▸ Work instruction
In every line of the records, look for "task", then report how many lines have it and nothing else.

[Opening Given data section]

PR #2064, opened 2026-09-15
feat(rl): support auto-deploy after a training job completes

aray12:
## Summary

RL had no way to auto-deploy a model after training. It reuses the shared `model_entity` task, which already deploys when its config carries a `deployment_config` — but the RL compiler hardcoded `deployment_config=None` and the job schema had no field to set. RL jobs now accept `deployment_config` with the same semantics as unsloth and automodel, and a bad configuration fails at submit time instead of after a long GRPO run.

## Changes

- Add `DeploymentParams` / `ToolCallParams` to `nmp.rl.schemas.job`, namespaced to `Rl*` so they cannot collide in the merged customization spec.
- Expose `deployment_config: str | DeploymentParams | None` on `RlJobInput` and `RlJobOutput`; pass it through the plugin transform.
- Forward it from `_build_model_entity_config` into the `model_entity` step, converting inline params to the task-side shape.
- Port automodel's pre-training validation. A job is rejected at compile time when it is a LoRA job pointed at a `lora_enabled=false` deployment config; when it is full-weight training using a string ref that would create a new model entity; when a string ref targets a different model entity on retrain; or when inline `tool_call_plugin` is set without the `models.tool-call-plugin.set` permission. `auth_client` comes from `auth_client_context`, as in automodel.
- Reject `lora_enabled=false` on a LoRA job at submit time on `RlJobInput`.
- Collapse the LoRA-adapter predicate into one `trains_lora_adapter` helper in `nmp.rl.schemas.job`, used by the job input, the job output, and `_infer_output_type`.
- Document the field in `docs/customizer/grpo-training.mdx` and widen the reference table entry.
- Regenerate `plugins/nemo-customizer/openapi/openapi.yaml`.

Only GRPO trains LoRA, and the platform DTensor path has no merge-at-export, so an unmerged adapter is the only possible LoRA output — that is what `trains_lora_adapter` encodes.

## Type of Change

## Quality Gates

## Verification

Targeted validation:

- `pytest services/rl/tests plugins/nemo-rl/tests services/unsloth/tests/test_model_entity.py packages/nmp_customization_common` — 625 passed, run on this commit in isolation.
- New coverage: 8 submit-time schema tests (`plugins/nemo-rl/tests/test_schema.py`), 3 `RlJobOutput` tests, and 10 compiler tests covering forwarding plus every validation branch above.
- `ruff check` / `ruff format --check` on the touched trees — clean.
- `ty check` on `services/rl` and `plugins/nemo-rl` — 24 diagnostics before and after this change; no new ones.
- `TOOLCHAIN=system make refresh-openapi` — spec regenerated and committed.

Not run:

- `make stainless` / SDK regeneration — needs `STAINLESS_API_KEY`, which I do not have.
- `make docs-check` — fails before the MDX validator because Git LFS image assets are not pulled in this checkout (pre-existing). `npm run check:gated-links` passes; the new link resolves to the `grpo-and-reward-environments` slug in `docs/fern/versions/latest.yml`.

## Summary by CodeRabbit

- **New Features**
  - Added deployment support for reinforcement learning jobs using existing configurations or inline settings.
  - Added options for GPUs, images, storage, environment variables, LoRA adapters, and tool calling.
  - Deployment settings are propagated to job outputs; omitting them skips deployment.

- **Validation**
  - Added checks for deployment references, model compatibility, LoRA settings, GPU values, and required tool-calling permissions.

- **Documentation**
  - Updated CLI, GRPO training, and customization job documentation with deployment configuration guidance.


aray12:

- #2064 ◀
    - #2103
        - #2065

docs/customizer/grpo-training.mdx
```diff
@@ -379,6 +379,49 @@ The adapter hot-reloads onto a **READY** deployment of the base model that has `
...
+| `lora_enabled` | `true` | Whether the deployment can load LoRA adapters. |
+| `image_name` | multi-llm NIM | Container image from NGC. |
+| `image_tag` | image default | Container image tag. |
+| `disk_size` | unset | Disk size for the deployment. |
+| `additional_envs` | unset | Extra environment variables. |
+| `tool_call_config` | unset | Tool-calling overrides for the NIM. Setting `tool_call_plugin` requires the `models.tool-call-plugin.set` permission. |
+
+A LoRA job deploys the **base** model with `lora_enabled: true` and serves the adapter from it, so `lora_enabled: false` on a LoRA job is rejected at submit — that deployment could never load the adapter. A full-weight job deploys the new model entity it registers.
+
+Bad configurations fail before training starts rather than after the run: a string reference that does not resolve, one whose config has `lora_enabled: false` on a LoRA job, and — for full-weight training, which registers a new model entity — a string reference at all, unless you are retraining an entity that config already targets. Use inline parameters in that case.
```
anubhutivyas: nit: can this paragraph be simplified?

services/rl/src/nmp/rl/schemas/job.py
```diff
@@ -649,6 +649,77 @@ class OutputResponse(_OutputBase):
...
+            "Expected format: '{workspace}/{fileset_name}'."
+        ),
+    )
+    auto_tool_choice: bool | None = Field(
+        default=None,
+        description="Whether to enable automatic tool choice.",
+    )
+
+
+class DeploymentParams(RlSchema):
```
anubhutivyas, line 675: Same as https://github.com/NVIDIA-NeMo/nemo-platform/pull/2063#discussion_r4020667101

If we do this, we can re-use them here

services/rl/src/nmp/rl/app/jobs/compiler.py
```diff
@@ -539,6 +635,14 @@ async def platform_job_config_compiler(
     me = await fetch_model_entity(job_spec.model, workspace, platform)
     trust_remote_code = me.trust_remote_code or False
 
+    if job_spec.deployment_config is not None:
+        auth_client = auth_client_context.get()
+        if auth_client is None:
```
anubhutivyas: If we add this check here, it would fail even the cases where tool_call config is not set. And we use auth client just to check permissions on that config. Consider moving this check there?

services/rl/src/nmp/rl/schemas/job.py
aray12: Fixed in https://github.com/NVIDIA-NeMo/nemo-platform/pull/2103

aray12:
Pushed fixes for the two actionable points:

**`auth_client` guard** — you're right, it was demanding an auth context for every `deployment_config` while only one branch consults it. The lookup now lives in `_require_tool_call_plugin_permission`, next to the permission check it exists for, so a string ref or inline params without tool-call config compile without auth. Same defect existed in automodel (I copied the pattern from there when writing this), so it's fixed identically in #2063 — the two stay consistent.

**Docs paragraph** — split the four failure cases into bullets.

**`DeploymentParams`/`ToolCallParams` in `nemo_platform_plugin`** — done in #2103, which sits directly on top of this PR. It deletes the `Rl*` copies along with the automodel and unsloth ones; all three backends now import one shared model, so the merged spec carries a single `DeploymentParams` schema. The collision-avoidance rationale in this PR's description is what that PR reconsiders: namespacing guards against backends whose models share a name but differ in shape, which these don't.

services/rl/src/nmp/rl/app/jobs/compiler.py
aray12: This has been fixed here and for automodel as well

services/rl/src/nmp/rl/app/jobs/compiler.py
```diff
@@ -177,8 +191,103 @@ def _build_model_entity_config(
...
+    # A LoRA adapter cannot be served by a base deployment that does not load adapters.
+    if job_spec.trains_lora_adapter and resolved_config.model_spec.lora_enabled is False:
+        raise PlatformJobCompilationError(
+            f"deployment_config references '{dc}' which has lora_enabled=false, "
+            "but this is a LoRA training job. The deployment would not load LoRA adapters. "
+            "Use a deployment config with lora_enabled=true, or provide inline deployment parameters."
+        )
+
+    if job_spec.trains_lora_adapter:
+        return
```
anubhutivyas, line 295: can we add a check that config actually targets the base model the adapter will be served from similar to how you have done for full-weights below?

anubhutivyas (approved):

aray12:
Fixed both, thanks — good catch on the base-model check.

**Config must target the base model (compiler.py:266).** The LoRA branch checked `lora_enabled` and then returned, so it never verified *which* model the referenced config deploys. A LoRA job could point at a config for an unrelated base and compile clean. It now resolves the base from `job_spec.model` and requires the config to target it, and the full-weight check below goes through the same `_config_targets_model` helper rather than restating the comparison.

**Inline `lora_enabled=false` (CodeRabbit).** Accurate. The guard lived only on `RlJobInput`, and the compiler is entered with an `RlJobOutput`, which has no validator — so anything not routed through the plugin's input schema bypassed it. Re-asserted at compile time.

Three tests added, including one that pins the reject case; an existing test was referencing a config for the wrong model and now fails without the fix, which is what surfaced the gap concretely.

Both gaps existed identically in automodel, so I mirrored the fix there in #2103 rather than letting the two backends diverge again right after consolidating them — that PR also moves the `lora_enabled` message into a shared constant so the compiler and schema wordings cannot drift apart.

On the CodeRabbit `reference.mdx` comment: that file is generated, not hand-edited — `make generate-cli-reference-docs` (needs `TOOLCHAIN=system` locally if flox is not installed). I have regenerated it twice since and it produces zero drift.

PR #2065, opened 2026-09-15
fix(customizer): always deploy when a deployment_config is supplied

aray12:
## Summary

**Draft — the behaviour here needs a call from the backend owners before this merges.**

`deployment_config` is an explicit request to deploy, but the shared `model_entity` task skipped launching a deployment when a LoRA job's base model already had any active deployment. That included the case where the existing deployment was serving with `lora_enabled=false` and so could never load the adapter: the job reported success with nothing deployed and an unservable adapter. This drops the skip — if a config was supplied, the deployment is created.

## Changes

- Remove the `_has_active_deployment` early return from `ModelEntityRunner.launch_model`. Supplying `deployment_config` always creates a deployment; omitting it still deploys nothing.
- Drop the now-unused `ListDeploymentConfigsQueryParams` / `ListDeploymentsQueryParams` / `ACTIVE_DEPLOYMENT_STATUSES` machinery.
- Replace the two skip-path tests with tests for the new behaviour, including the re-run case where a name collision resolves against the existing deployment rather than duplicating it.
- Note the behaviour in the job reference table and in `grpo-training.mdx`.

This is in `packages/nmp_customization_common`, so it applies to unsloth, automodel and RL alike.

## Behaviour change

A LoRA job that passes `deployment_config` against a base model that is already deployed now creates a deployment where it previously returned quietly. An adapter that should just hot-reload onto an already-serving base is now expressed by leaving `deployment_config` unset, rather than by the task inferring it.

Creation is idempotent — a name collision on either the config (`sft-cfg-<model>`) or the deployment (`sft-deploy-<model>`) resolves against the existing object — so re-running a job does not stack up deployments. What is **not** covered: if the base was deployed under a *different* config name, this creates a second deployment for the same base model. Whether the models service should allow that, or whether this should instead reuse or reconfigure the existing deployment, is the open question for reviewers.

## Type of Change

## Quality Gates

## Verification

Targeted validation:

- `pytest services/unsloth/tests/test_model_entity.py packages/nmp_customization_common services/rl/tests plugins/nemo-rl/tests plugins/nemo-automodel/tests services/automodel/tests/test_adapter.py services/automodel/tests/test_compiler.py` — 694 passed at the tip of the stack.
- `ruff check` / `ruff format --check` — clean.
- `ty check packages/nmp_customization_common` — 7 diagnostics before and after; no new ones.

Not run:

- `make docs-check` — fails before the MDX validator because Git LFS image assets are not pulled in this checkout (pre-existing).

`services/unsloth/tests/test_progress.py::test_progress_reporter_calls_sdk_create_or_update` fails on `main` in this environment and is untouched by this change.


aray12:

- #2206
    - #2065 ◀

PR #2070, opened 2026-09-15
feat(auth): add ZITADEL Kubernetes IdP reference with opaque-token support

ironcommit:
## TL;DR

Adds a Kubernetes-only ZITADEL IdP reference for NeMo Platform and the auth support needed to validate opaque bearer tokens through RFC 7662 introspection. The branch also updates the provider manifest/test harness, docs, and generated-secret handling so the ZITADEL demo can seed clients and credentials at install time without embedding demo secrets in Helm values.

## Why

ZITADEL has two behaviors that the existing Authentik-oriented reference path did not cover: it can issue opaque access tokens, and it does not support resource-owner password credentials. This PR adds the generic platform support for those token shapes, then uses it in a provider-neutral ZITADEL Kubernetes reference that exercises human login, setup/service clients, workload identity, and NeMo Platform authorization flows.

## What Changed

- Adds `contrib/auth/zitadel` with an umbrella Helm chart, Envoy gateway configuration, provider manifest, runner script, Kubernetes docs, TokenReview RBAC, workload token signing/TLS secrets, and a Helm seed job for the local reference deployment.
- Seeds the ZITADEL project, OIDC clients, machine users, human demo user, project grants, and `groups` custom claim at install time; generated client credentials and local demo passwords are stored in Kubernetes Secrets and used to patch only the ConfigMap placeholders that cannot be known before ZITADEL is initialized.
- Extends native OIDC validation for opaque access tokens with RFC 7662 introspection, secret-backed introspection client credentials, audience checks on introspection responses, and optional UserInfo fallback for providers that cannot introspect opaque tokens.
- Generalizes auth IdP manifests and tests beyond password grants by supporting client-credentials grants, `client_secret_basic`, expected subjects, env-var-backed passwords/secrets, and ZITADEL device-flow automation.
- Keeps ZITADEL authorization provider-neutral by emitting a standard `groups` claim, accepting role-map shaped group claims, and treating provider URN/URL scopes as non-platform scopes so they do not trip NeMo scope enforcement.
- Updates discovery/config behavior so configured `userinfo_endpoint` values are surfaced consistently, and updates the generated config reference plus IdP integration docs for the new opaque-token and ZITADEL paths.
- Moves local demo secret material out of Helm values into generated Kubernetes Secrets, removes scanner-sensitive empty password placeholders, and adds seed-state migration/reset behavior for the generated human password.
- Adjusts the OpenAPI generator to use a `spawn` multiprocessing start method for plugin workers on macOS, avoiding fork-related plugin isolation issues during local generation.

## Reviewer Notes

- The ZITADEL reference is Kubernetes-only and remains `reference-only`; it does not add a Docker Compose mode.
- The ZITADEL chart intentionally disables UserInfo fallback for bearer-token validation and uses introspection so audience and scope semantics stay available.
- The generated credentials are local demo defaults. Shared or production deployments should replace them with externally managed Secrets.


anastasia-nesterenko (approved):
LGTM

[Closing Given data section]

▸ Exercise output
4